Identification of indigenous and introduced symbiotic fungi in
ectomycorrhizae by amplification of nuclear and mitochondrial
ribosomal DNA.
Gardes, M; White, T J; Fortin, J A; Bruns, T D; Taylor, J W
Department of Plant Pathology,
University of California, Berkeley CA 94720
Canadian Journal Of Botany. 1991 69(1):180-190.
Abstract
We used the polymerase chain reaction (PCR) to amplify specific
regions of the nuclear and mitochondrial genomes of fungi using DNA
extracted from pure cultures as well as that directly from
ectomycorrhizal rootlets. The internal transcribed spacer (ITS)
of the nuclear ribosomal repeat unit and portion of the
mitochondrial large subunit ribosomal RNA gene were chosen as target
sequences because both exist in high copy number and amplification
primers for both discriminate between plant and fungal DNAs.
These features provided a sensitivity and specificity sufficient for
detection and analysis of a single mycorrhizal rootlet. We evaluated
the variations in the amplified products with regard to the length,
restriction endonuclease sites, and primary sequence for use in
identification of genera, species and strains of ectomycorrhizal
fungi, with particular attention to selected Laccaria species.
Accidental contamination of jack pine seedlings by Telephora
terrestris was easily recognized. Amplification and direct DNA
sequencing of a portion of the ITS were done for three strains of
L. bicolor, one of L. laccata, one of L. proxima, and one of T.
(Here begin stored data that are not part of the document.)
PR #475, opened 2025-03-11
Update settings to 3.14.0 GA

ColeHiggins2:


ekohl (approved):
I think all code is in and we can reasonably say we won't do an RC3.

PR #479, opened 2025-04-07
Replace 'edit -c' by 'insert'

lhellebr:
I'm not sure why but 'edit --create' failed with "Error: no results found". Using insert worked for me.


lhellebr:
I'm using the Fedora 41 pre-packaged version.

Opening an editor works for me, this is some different issue I don't yet understand... but this change fixed it for me.

ekohl:
I've merged https://github.com/theforeman/theforeman-rel-eng/pull/484 instead because I think it's cleaner.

terrestris. The nucleotide sequence variation was 32% between
L. bicolor and T. terrestris, and it ranged from 3 to 5% among the
three Laccaria species examined and from 1 to 2% within L. bicolor.
The degree of variation observed is sufficient to allow the use of
specific oligonucleotides to characterize amplified ITS products.
To demonstrate the feasibility of this approach we designed and tested
a probe that enabled two isolates of L. bicolor to be distinguished
by a single base-pair difference in a filter-based hybridization
assay. In combination these methods now provide an important set
of tools for the study of mycorrhizal ecology.